‘Ah, Monsieur de Laval,’ said the Emperor with a friendly nod. ‘Have you heard anything yet of your charming cousin?’
‘Nothing, Sire,’ I answered.
’I fear that her efforts will be in vain. I wish her every success, for we have no reason at all to fear this miserable poet, while the other is formidable. All the same, an example of some sort must be made.’
The darkness was drawing in, and Constant had appeared with a taper to light the candles, but the Emperor ordered him out.
‘I like the twilight,’ said he. ’No doubt, Monsieur de Laval, after your long residence in England you find yourself also most at home in a dim light. I think that the brains of these people must be as dense as their fogs, to judge by the nonsense which they write in their accursed papers.’ With one of those convulsive gestures which accompanied his sudden outbursts of passion he seized a sheaf of late London papers from the table, and ground them into the fire with his heel. ‘An editor!’ he cried in the guttural rasping voice which I had heard when I first met him. ’What is he? A dirty man with a pen in a back office. And he will talk like one of the great Powers of Europe. I have had enough of this freedom of the Press. There are some who would like to see it established in Paris. You are among them, Talleyrand. For my part I see no need for any paper at all except the Moniteur by which the Government may make known its decisions to the people.’

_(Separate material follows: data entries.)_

PR #1339, opened 2016-08-17
Add attr.project.swift scope

rdwampler:
This scope can be used to support the Swift Package Manager tools (e.g., `swift build`).

-

I am not sure if the build command should be added to the official Swift tmbundle since it is technically part of the Swift Package Manager (Swift 3), which contains a few other tools, so I created a separate tmbundle [swift-package-manager.tmbundle](https://github.com/rdwampler/swift-package-manager.tmbundle). Currently, it only supports building a Swift package, though I plan to add more commands to support `swift package` and `swift test`.

Let me know if you prefer otherwise and I will submit a PR to the official Swift tmbundle.

### DIFF
--- a/Frameworks/DocumentWindow/src/DocumentController.mm
+++ b/Frameworks/DocumentWindow/src/DocumentController.mm
@@ -2070,7 +2070,7 @@ namespace
 - (void)setCommandRunner:(command::runner_ptr const&)aRunner
 {
 	_runner = aRunner;
-	if(self.htmlOutputInWindow || self.htmlOutputView.runningCommand)
+	if(self.htmlOutputInWindow || self.htmlOutputView.isRunningCommand)
 	{
 		HTMLOutputWindowController* target = nil;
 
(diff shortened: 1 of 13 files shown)


sorbits:
Merged as 860da518cb58e61f58e677c84fc4238d401fe8aa, thanks!

As for the Swift Package Manager bundle, I don’t have any real thoughts on the matter currently, as I am unfamiliar with this tool suite.

It probably does seem proper to have it be its own bundle since it has a “Build” command which is not about building swift projects (I assume).

Btw: I do intend to extend the current bundle suggestions to also suggest “project” bundles, so discoverability (for users with a `Package.swift` file) should improve.

rdwampler:
> It probably does seem proper to have it be its own bundle since it has a “Build” command which is not about building swift projects (I assume).

The focus for now is mainly on building/packaging swift modules/libraries; however, recently it can be use to build C, C++ and Objective-C++ projects (before one would had to build C libraries separately, since it could only link with them).

PR #1340, opened 2016-08-31
Visual improvement to OakChoiceMenu when using large fonts

rdwampler:
On a related note, I would like to apply these changes to the `DIALOG` popup (along with some other enhancements), but since there is already some duplication of code between TextMate and Dialog, I would like to move the Dialog plugin into the main source tree in order to reduce the duplication and easily share more of the code between the two. Thoughts?


sorbits:
Merged as 89d45f7...f59c445, thanks!

I’ve considered making Dialog part of the main source tree as well, as git submodules suck.

To be honest, the main thing holding me back is the code quality, with the submodule, it’s an isolated mess that is easier for me to ignore :smile: but I guess you could argue that because it’s a submodule, it’s also less likely to be cleaned up.

PR #1749, opened 2019-08-21
Batches

emimaesmith:
##### Checklist

- [ ] `manage.py test` passes
- [x] tests are included
- [ ] migrations are included

### Affected app(s)

batch
data

### Description of change

Updated the batches API to allow for creation of a batch without having a previous batch.


scale/batch/messages/create_batch_recipes.py
```diff
@@ -66,20 +74,24 @@ def from_json(json_dict):
...
+        # Reprocess recipes from previous batch or create a new batch
         if not self.is_prev_batch_done:
-            new_messages.extend(self._handle_previous_batch(batch, definition))
+            if batch.superseded_batch_id:
+                new_messages.extend(self._handle_previous_batch(batch, definition))
+            else:
+                new_messages.extend(self._handle_new_batch(batch, definition))
 
         if self.is_prev_batch_done:
             logger.info('All re-processing messages created, marking recipe creation as done')
```
JohnPTobe: add different log message for new batch vs reprocess

scale/batch/messages/create_batch_recipes.py
```diff
@@ -91,6 +103,80 @@ def execute(self):
...
+        messages = []
+
+        dataset = DataSet.objects.get(pk=definition.dataset)
+        dataset_definition = dataset.get_definition()
+        recipe_type = RecipeType.objects.get(pk=batch.recipe_type_id)
+        recipe_inputs = recipe_type.get_definition().get_input_keys()
+        
+        # No recipe inputs match the dataset 
+        if not any(elem in recipe_inputs for elem in dataset_definition.param_names):
+            return messages
```
JohnPTobe: log error here? we should never have a batch defined where dataset parameters don't match the recipe inputs

scale/batch/definition/definition.py
```diff
@@ -48,6 +49,8 @@ def validate(self, batch):
                 self.prev_batch_diff.set_force_reprocess(self.forced_nodes)
             if not self.prev_batch_diff.can_be_reprocessed:
                 raise InvalidDefinition('PREV_BATCH_NO_REPROCESS', 'Previous batch cannot be reprocessed')
+        # New batch
```
JohnPTobe: validate dataset parameters against recipe revision inputs?

scale/batch/messages/create_batch_recipes.py
```diff
@@ -91,6 +103,80 @@ def execute(self):
...
+
+        # Get previous recipes for dataset files:
+        ds_files = DataSetFile.objects.get_dataset_files(dataset.id).values_list('scale_file_id', flat=True)
+        recipe_ids = RecipeInputFile.objects.filter(input_file_id__in=ds_files).values_list('recipe_id', flat=True)
```
JohnPTobe: Not sure about reprocessing with a new batch. I think we only want to reprocess when superseding an old batch.  If we are reprocessing we need to also filter by recipe type and revision so we reprocess the correct recipe.

scale/batch/models.py
```diff
@@ -100,6 +100,77 @@ def create_batch_v6(self, title, description, recipe_type, event, definition, co
...
+        #      - If the dataset has a global parameter matching the input of the 
+        #        recipe type, count the number of files in each dataset member
+        #      - If the dataset has a parameter matching the input of the recipe
+        #        type, count the number of files in each member that matches the parameter
+        
+        from recipe.models import RecipeType
+        from data.models import DataSet, DataSetMember, DataSetFile
+        dataset = DataSet.objects.get(pk=definition.dataset)
+        dataset_definition = dataset.get_definition()
+        recipe_type = RecipeType.objects.get(pk=batch.recipe_type_id)
```
JohnPTobe: use recipe type revision here as the definition could have changed since the batch was created

scale/batch/models.py
```diff
@@ -100,6 +100,77 @@ def create_batch_v6(self, title, description, recipe_type, event, definition, co
...
+                    estimated_recipes += (1 + RecipeTypeSubLink.objects.count_subrecipes(sub_type_id, recurse=True)) * num_files
+                
+                # If it's a child of a forced job node, we're going to need to run it
+                else:
+                    recipe_type_def = recipe_type.get_definition()
+                    for job_node in definition.forced_nodes.get_forced_node_names():
+                        if recipe_type_def.has_descendant(job_node, sub):
+                            estimated_recipes += (1 + RecipeTypeSubLink.objects.count_subrecipes(sub_type_id, recurse=True)) * num_files
+            
+        # if not (definition.forced_nodes and definition.forced_nodes.all_nodes):
```
JohnPTobe: delete commented out code

scale/batch/test/test_views.py
```diff
@@ -211,10 +216,264 @@ def test_create_invalid_configuration(self):
...
+        result = json.loads(response.content)
+        new_batch_id = result['id']
+        self.assertIsNotNone(new_batch_id)
+        
+        # Verify all recipes (including sub-recipes) were created:
+        # 2 base recipes, each with two sub-recipes = 6 recipes
+        self.assertEqual(result['recipes_estimated'], 6)
+        mock_create.assert_called_with(new_batch_id)
+        
+        # import pdb; pdb.set_trace()
```
JohnPTobe: Is this test not working or no longer needed?

scale/batch/test/test_views.py
```diff
@@ -860,3 +1119,63 @@ def test_create_successful(self):
...
+            }
+        }
+        
+        url = '/v6/batches/validation/'
+        response = self.client.generic('POST', url, json.dumps(json_data), 'application/json')
+        self.assertEqual(response.status_code, status.HTTP_200_OK, response.content)
+        result = json.loads(response.content)
+        self.assertTrue(result['is_valid'])
+        self.assertEqual(result['recipes_estimated'], 4) # two files, each with one sub-recipe
+
```
JohnPTobe: If we can easily add a test somewhere that checks the created jobs' priority that would be great.  If not, that can be a separate issue.

scale/data/models.py
```diff
@@ -379,7 +379,7 @@ def create_dataset_members(self, dataset, data_list):
                 dataset_member.data = convert_data_to_v6_json(d).get_dict()
                 dataset_member.file_ids = list(data_util.get_file_ids(d))
                 dataset_members.append(dataset_member)
-                datasetfiles = DataSetFile.objects.create_dataset_files(dataset, d, existing_scale_ids)
```
JohnPTobe: d'oh! good catch

scale/recipe/definition/definition.py
```diff
@@ -418,3 +418,37 @@ def _topological_order_visit(self, node, results, perm_set, temp_set):
...
+        """Recursive function for checking children
+        
+        """
+        for child in parent_node.children.values():
+            if child.name == descendant:
+                return True
+            
+            if child.node_type != RecipeNodeDefinition.NODE_TYPE:
+                return self._has_descendant(child, descendant)
+
```
JohnPTobe: Don't we need to return False here?

scale/batch/test/test_views.py
emimaesmith: Added a portion to the `TestBatchesViewV6.test_create_priority` that tests the new batch with an updated priority.

scale/batch/definition/definition.py
```diff
@@ -49,8 +50,19 @@ def validate(self, batch):
...
                 raise InvalidDefinition('PREV_BATCH_NO_REPROCESS', 'Previous batch cannot be reprocessed')
-        # New batch
         
+        # New batch - need to validate dataset parameters against recipe revision
+        elif self.dataset:
+            from data.models import DataSet
+            from recipe.models import RecipeType
+            dataset = DataSet.objects.get(pk=self.dataset)
+            dataset_definition = dataset.get_definition()
+            recipe_type = RecipeType.objects.get(name=batch.recipe_type.name, revision_num=batch.recipe_type_rev.revision_num)
```
JohnPTobe: Use RecipeTypeRevision.objects.get_revision() method and get the definition from the revision. The recipetype get method will fail here if the revision number requested isn't the latest version.  The RecipeTypeRevision class stores the definition for the revision and the RecipeType class stores the elements that are common to each revision.

scale/batch/definition/definition.py
```diff
@@ -49,8 +50,19 @@ def validate(self, batch):
...
+            recipe_inputs = recipe_type.get_definition().get_input_keys()
+
+            # No recipe inputs match the dataset 
+            if not any(elem in recipe_inputs for elem in dataset_definition.param_names):
+                raise InvalidDefinition('NO_MATCHING_PARAMS', 'No parameters in the dataset match the recipe type inputs')
```
JohnPTobe: Good, but we need to make sure the dataset has all of the required parameters for the recipe.  You can do this by calling recipe_definition.input_interface.validate_connection(dataset_definition.parameters), although then you'll be missing the global parameters so you'd need to combine the two interface objects and then call the validate_connection method.

scale/batch/messages/create_batch_recipes.py
```diff
@@ -116,41 +119,45 @@ def _handle_new_batch(self, batch, definition):
         """
         
         messages = []
-
         dataset = DataSet.objects.get(pk=definition.dataset)
         dataset_definition = dataset.get_definition()
-        recipe_type = RecipeType.objects.get(pk=batch.recipe_type_id)
+        recipe_type = RecipeType.objects.get(name=batch.recipe_type.name, revision_num=batch.recipe_type_rev.revision_num)
```
JohnPTobe: again, RecipeTypeRevision

scale/batch/messages/create_batch_recipes.py
```diff
@@ -116,41 +119,45 @@ def _handle_new_batch(self, batch, definition):
...
         recipe_inputs = recipe_type.get_definition().get_input_keys()
         
         # No recipe inputs match the dataset 
         if not any(elem in recipe_inputs for elem in dataset_definition.param_names):
+            logger.info('None of the dataset parameters matched the recipe type inputs; No recipes will be created')
```
JohnPTobe: Same validation_connection as before

scale/batch/messages/create_batch_recipes.py
```diff
@@ -48,7 +48,7 @@ def __init__(self):
         super(CreateBatchRecipes, self).__init__('create_batch_recipes')
 
         self.batch_id = None
-        self.is_prev_batch_done = False  # Indicates if all recipes from pervious batch have been handled
```
JohnPTobe: 👀

cshamis:
Brilliant!

Issue #1605, opened 2019-04-30
Improve metrics to show live stats


cshamis:
Daily summaries or hourly are good, but for dashboard the UI needs to have "live" statistics.  Waiting an hour to update on ingests or running counts is unacceptable.

cshamis:
Submitted as a backend ticket becuase UI already expects live data.

PR #1761, opened 2019-08-31
Revert "#1605 Bin Metrics By Hour"

emimaesmith:
Reverts ngageoint/scale#1732 
Once we release 7.0.1 and are able to update all the charts on the UI we can put this change back in.


cshamis:
So. .. We get things stable and we shift the instrumentation (dashboard) changes to 7.1 with forking?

‘I am of opinion, Sire,’ said the minister, ’that it is better to have open foes than secret ones, and that it is less dangerous to shed ink than blood. What matter if your enemies have leave to rave in a few Paris papers, as long as you are at the head of five hundred thousand armed men?’
‘Ta, ta, ta!’ cried the Emperor impatiently. ’You speak as if I had received my crown from my father the late king. But even if I had, it would be intolerable, this government by newspaper. The Bourbons allowed themselves to be criticised, and where are they now? Had they used their Swiss Guards as I did the Grenadiers upon the eighteenth Brumaire what would have become of their precious National Assembly? There was a time when a bayonet in the stomach of Mirabeau might have settled the whole matter. Later it took the heads of a king and queen and the blood of a hundred thousand people.’
He sat down, and stretched his plump, white-clad legs towards the fire. Through the blackened shreds of the English papers the red glow beat upwards upon the beautiful, pallid, sphinx-like face—the face of a poet, of a philosopher—of anything rather than of a ruthless and ambitious soldier. I have heard folk remark that no two portraits of the Emperor are alike, and the fault does not lie with the artists but with the fact that every varying mood made him a different man. But in his prime, before his features became heavy, I, who have seen sixty years of mankind, can say that in repose I have never looked upon a more beautiful face.